PR #3507, opened 2022-08-22
Julia queries: update grammar, major refactoring

ChrHorn:
This PR updates the grammar to the newest version and does a major refactoring of the `highlights.scm`.

I reorganized the file to make it more managable and fixed the broken, obsolete and missing queries (there was a lot). This will probably need another polishing pass in the future but this should be enough for now.

I also added regex injections and some locals.

### DIFF
--- a/runtime/queries/julia/injections.scm
+++ b/runtime/queries/julia/injections.scm
@@ -1,5 +1,8 @@
-((triple_string) @injection.content
- (#set! injection.language "markdown"))
+; ((string_literal) @injection.content
+;  (#set! injection.language "markdown"))
 
-((comment) @injection.content
- (#set! injection.language "comment"))
+; ((line_comment) @injection.content
+;  (#set! injection.language "comment"))
+
+; ((block_comment) @injection.content
+;  (#set! injection.language "comment"))
--- a/runtime/queries/julia/injections.scm
+++ b/runtime/queries/julia/injections.scm
@@ -1,8 +1,16 @@
-; ((string_literal) @injection.content
-;  (#set! injection.language "markdown"))
+(
+  (string_literal) @injection.content
+  (#set! injection.language "markdown"))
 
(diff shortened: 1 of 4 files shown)


runtime/queries/julia/injections.scm
```diff
@@ -1,5 +1,16 @@
-((triple_string) @injection.content
- (#set! injection.language "markdown"))
+(
+  (string_literal) @injection.content
+  (#set! injection.language "markdown"))
```
the-mikedavis, line 3: Won't this try to inject markdown into all strings?

ChrHorn: This was one of the few parts that I didn't change. I modified it, so that now only docstrings will be captured here.

runtime/queries/julia/injections.scm
```diff
@@ -1,5 +1,29 @@
...
+        (function_definition)
+        (macro_definition)
+        (primitive_definition)
+        (abstract_definition)
+        (struct_definition)
+        (assignment_expression)
+        (const_statement)
+      ]
+    ))
+  (#set! injection.language "markdown"))
```
the-mikedavis, line 16: For this we'll want to use the anchor operator `.` to only match immediate siblings, or else the doc-string will apply to a function for example even if there's a for loop between the doc-string and function definition

```scm
(((string_literal) @injection.content
  .
  [
    (module_definition)
    (function_definition)
    (macro_definition)
    (primitive_definition)
    (abstract_definition)
    (struct_definition)
    (assignment_expression)
    (const_statement)
  ])
  (#set! injection.language "markdown"))
```

ChrHorn: Yeah, read this one wrong. Should be fixed now.

the-mikedavis (approved):

the-mikedavis:
Looks great, thank you!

** Task directions **
Give again each line of the listing above, keeping every word the same.

** Output for this exercise **
PR #3507, opened 2022-08-22
Julia queries: update grammar, major refactoring

ChrHorn:
This PR updates the grammar to the newest version and does a major refactoring of the `highlights.scm`.

I reorganized the file to make it more managable and fixed the broken, obsolete and missing queries (there was a lot). This will probably need another polishing pass in the future but this should be enough for now.

I also added regex injections and some locals.

### DIFF
--- a/runtime/queries/julia/injections.scm
+++ b/runtime/queries/julia/injections.scm
@@ -1,5 +1,8 @@
-((triple_string) @injection.content
- (#set! injection.language "markdown"))
+; ((string_literal) @injection.content
+;  (#set! injection.language "markdown"))
 
-((comment) @injection.content
- (#set! injection.language "comment"))
+; ((line_comment) @injection.content
+;  (#set! injection.language "comment"))
+
+; ((block_comment) @injection.content
+;  (#set! injection.language "comment"))
--- a/runtime/queries/julia/injections.scm
+++ b/runtime/queries/julia/injections.scm
@@ -1,8 +1,16 @@
-; ((string_literal) @injection.content
-;  (#set! injection.language "markdown"))
+(
+  (string_literal) @injection.content
+  (#set! injection.language "markdown"))
 
(diff shortened: 1 of 4 files shown)


runtime/queries/julia/injections.scm
```diff
@@ -1,5 +1,16 @@
-((triple_string) @injection.content
- (#set! injection.language "markdown"))
+(
+  (string_literal) @injection.content
+  (#set! injection.language "markdown"))
```
the-mikedavis, line 3: Won't this try to inject markdown into all strings?

ChrHorn: This was one of the few parts that I didn't change. I modified it, so that now only docstrings will be captured here.

runtime/queries/julia/injections.scm
```diff
@@ -1,5 +1,29 @@
...
+        (function_definition)
+        (macro_definition)
+        (primitive_definition)
+        (abstract_definition)
+        (struct_definition)
+        (assignment_expression)
+        (const_statement)
+      ]
+    ))
+  (#set! injection.language "markdown"))
```
the-mikedavis, line 16: For this we'll want to use the anchor operator `.` to only match immediate siblings, or else the doc-string will apply to a function for example even if there's a for loop between the doc-string and function definition

```scm
(((string_literal) @injection.content
  .
  [
    (module_definition)
    (function_definition)
    (macro_definition)
    (primitive_definition)
    (abstract_definition)
    (struct_definition)
    (assignment_expression)
    (const_statement)
  ])
  (#set! injection.language "markdown"))
```

ChrHorn: Yeah, read this one wrong. Should be fixed now.

the-mikedavis (approved):

the-mikedavis:
Looks great, thank you!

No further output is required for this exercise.